KC glanced at Gus’s green overalls. Had he been what she saw from the helicopter?

“We didn’t expect you this weekend, sir,” Gus said.

“I know,” said the president. “Sorry about the short notice.”

“It’s fine, sir. Always a pleasure!” Gus
said. “Aspen Lodge is all ready for you.”

“Who’s Aspen Lodge?” KC asked.

The president chuckled. “That’s the name of the cabin presidents always stay in,” he said. “There are a lot of smaller cabins for guests. Each one is named after a different kind of tree or plant.”

Gus led them to a small golf cart. He climbed into the driver’s seat. “Hop in!” he said.

Gus turned a key, and the golf cart lurched forward. It putt-putted along a gravel road lined by trees. Most of the leaves had turned red and gold.

Parked between two small cabins was a white van with the words WHITE’S LAUNDRY SERVICE on the side. Not far away was another guard hut. KC had read that Camp David security was especially
tight when the president was visiting.

After a few minutes, Gus pulled the golf cart up in front of a large building. It had two floors, a lot of windows, and a tall chimney. A sign near the front door said ASPEN.
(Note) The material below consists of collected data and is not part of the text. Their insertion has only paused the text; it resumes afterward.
PR #15222, opened 2021-08-15
Use ObjectEntryIndex for entrance style

Gymnasiast:
Ported from NSF.

### DIFF
--- a/src/openrct2/actions/RideSetAppearanceAction.h
+++ b/src/openrct2/actions/RideSetAppearanceAction.h
@@ -29,12 +29,12 @@ DEFINE_GAME_ACTION(RideSetAppearanceAction, GameCommand::SetRideAppearance, Game
 private:
     NetworkRideId_t _rideIndex{ RIDE_ID_NULL };
     RideSetAppearanceType _type{};
-    uint8_t _value{};
+    uint16_t _value{};
     uint32_t _index{};
 
 public:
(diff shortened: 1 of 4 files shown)


src/openrct2/actions/RideSetAppearanceAction.h
```diff
@@ -29,7 +29,7 @@ DEFINE_GAME_ACTION(RideSetAppearanceAction, GameCommand::SetRideAppearance, Game
 private:
     NetworkRideId_t _rideIndex{ RIDE_ID_NULL };
     RideSetAppearanceType _type{};
-    uint8_t _value{};
+    uint16_t _value{};
```
ZehMatt, line 32: Is this ObjectEntryIndex? Also the type was not changed in the constructor.

Gymnasiast: _Sometimes_ it’s ObjectEntryIndex. `RideSetAppearanceAction` is used for several different settings.

ZehMatt: I see, either way you should probably changed uint8 to uint16 of the constructor parameter.

Gymnasiast: That was an oversight. I have now adjusted them.

ZehMatt (approved):

Issue #15225, opened 2021-08-15
Some senarios show the incorrect park name and description when loaded


RoelerCoaster:
### Operating System

Windows 10, 64 bit

### OpenRCT2 build

OpenRCT2, v0.3.4.1 (767dbfe on develop) provided by GitHub

### Describe the issue

When loading some scenarios scenario selection window seems to change the park name to "Six Flags Magic Mountain" and when the park is loaded the description of the scenario "Six Flags Magic Mountain" is shown instead of the correct one. The objective remains correct. Also, the park name and the description is correct in the scenario selection window, the incorrect text is only shown once the scenario is loaded.

It doesn't seem to be happening on all of the parks. I haven't tested all of the scenarios, but some scenarios on which this seems to happen:
- Africa - Victoria falls
- Asia - Maharaja Palace
- South America - Rain Forest Plateau
- Rock 'n Roll - Flower Power
- Prehistoric - Stone Age
- Build your own Six Flags Magic mountain (only the description is incorrect)

Some examples where it doesn't seem to happen:
- As far as I can tell: any of the base RCT2 beginner, intermediate or expert scenario's 
- Asia - Great Wall of China Tourism Enhancement
- North America - Rollercoaster Heaven

I cannot seem to deduce a pattern from this which parks are affected and which are not.

### Steps to reproduce

1. Start a new game using one of the problematic scenarios, for example Africa - Victoria falls
2. Observe the text in the park-window that opens
3. Title/park name is incorrect
4. Description is incorrect
5. Objective is correct

### Attachments

![Six Flags Magic Mountain 2021-08-15 22-19-13](https://user-images.githubusercontent.com/5968886/129491628-42c351cf-c297-42c1-9f3d-f2145f7cb070.png)

seifer7:
I've identified the bug and will open a pull request shortly.

PR #15229, opened 2021-08-16
Issue #15225: Some scenarios show incorrect name/description in-game.

seifer7:
As some know, a number of the Scenarios created for the expansion packs by Frontier used the internal name "Six Flags Magic Mountain," why? I doubt God even knows. 

The S6Importer/SawyerChunkReader correctly decodes the scenario name and description and stores it under the `rct_s6_info` struct (`info.name` and `info.details`.)

The problem is that on lines 369-370 the name and description are replaced with the scenario internal name and description - which is sometimes incorrect - specifically a number of scenarios by Frontier in the expansion packs.

### DIFF
--- a/src/openrct2/rct2/S6Importer.cpp
+++ b/src/openrct2/rct2/S6Importer.cpp
@@ -366,8 +366,6 @@ public:
         // pad_01358842
         ImportResearchList();
         gMapBaseZ = _s6.map_base_z;
-        gScenarioName = std::string_view(_s6.scenario_name, sizeof(_s6.scenario_name));
-        gScenarioDetails = std::string_view(_s6.scenario_description, sizeof(_s6.scenario_description));
         gBankLoanInterestRate = _s6.current_interest_rate;
         // pad_0135934B
         // Preserve compatibility with vanilla RCT2's save format.


seifer7:
Note:
`gScenarioName` and `gScenarioDetails` are already (correctly) set on lines 212-221 in the same function.

https://github.com/OpenRCT2/OpenRCT2/blob/0988496550ebfd9685e9a9845263efe5591209f0/src/openrct2/rct2/S6Importer.cpp#L212-L221

Broxzier:
Was this issue introduced since the last release? If not, a changelog entry is in order.

Gymnasiast:
I wasn’t quite sure, but since some refactoring went on in this area after v0.3.4.1 (most notably: removal of gS6Info), I figured it was introduced then.

seifer7:
The latest `release` version does not have this bug.

The bug was introduced in commit 5f853df1fde09aa0e98ce2895d945831784c6e47, but not in the way I expected.
The lines I removed in this pull request to correct the issue have been present since before that commit - so how were they the cause?

It turns out that while these lines have always(?) been present and storing the incorrect Scenario Name/Details...
https://github.com/OpenRCT2/OpenRCT2/blob/3503a433dc277f740f6dc1106b99b9df20fb6b1b/src/openrct2/rct2/S6Importer.cpp#L370-L371
... those variables where then incorrectly overwritten in another file (with the correct info):
https://github.com/OpenRCT2/OpenRCT2/blob/3503a433dc277f740f6dc1106b99b9df20fb6b1b/src/openrct2/scenario/Scenario.cpp#L109-L116


The `Scenario.cpp` file was corrected in 5f853df1fde09aa0e98ce2895d945831784c6e47...
```diff
    gCash = gInitialCash;

-    gScenarioDetails = std::string_view(gS6Info.details, 256);
-    gScenarioName = std::string_view(gS6Info.name, 64);

    {
        utf8 normalisedName[64];
-        ScenarioSources::NormaliseName(normalisedName, sizeof(normalisedName), gS6Info.name);
+        ScenarioSources::NormaliseName(normalisedName, sizeof(normalisedName), gScenarioName.c_str());

        rct_string_id localisedStringIds[3];
```

So with `Scenario.cpp` correctly using the already existing `gScenarioName` variable, it became evident that the value inside `gScenarioName` was wrong.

“Here we are, sir,” Gus said. He looked at the sky. “Storm coming, I’ll bet.”

“I think you’re right,” the president said. “But we’ll be cozy and dry inside Aspen.”

After KC, Marshall, and the president hopped out, Gus left with a wave.

The door to Aspen opened. A woman in a black dress and white apron stepped out. She had dark hair and a round face. “Welcome, Mr. President,” she said. “I’m Anna. Florence is sick, so I’m filling in for her. She had to stay home.”

The president shook hands with Anna. “I hope it isn’t serious,” he said.

“Just a bad cold,” Anna told them. “Please, come in. I already lit a fire and made a snack.”

“Thank you, Anna.” The president led the way to the large living room. On one wall, a fire crackled in a stone fireplace. Filled bookcases and display cases ran along the other walls. KC counted three sofas and at least ten big chairs.

“This place is awesome!” Marshall said.

KC walked over to a long window. “Hey, Marsh, there’s the pool I saw from the helicopter,” she said. “Too bad it’s too cold for swimming.”

KC thought the pool looked spooky with fog over the water. Then she noticed a tiny cabin not far from the pool. It
resembled the cottages she’d seen in fairytale books when she was little.

KC grabbed the president’s hand. She pulled him over to the window. “Can Marshall and I sleep in that little cabin?” she asked. “It’s so cute!”

“Sure, I guess so,” the president said. He looked at Anna. “Can you get someone to make up the beds?”

“Sir, there’s only the one bed and the sofa,” Anna said. “I’m afraid it’s a bit dirty, too. No one uses Witch Hazel.”

“The cabin is called
Witch Hazel?”
Marshall squawked. He peeked out the window. “It looks like a witch lives in it!”

The president laughed. “Witch hazel is the name of a tree,” he explained. “Come on. While Anna gets Witch Hazel ready, I’ll show you around Aspen.”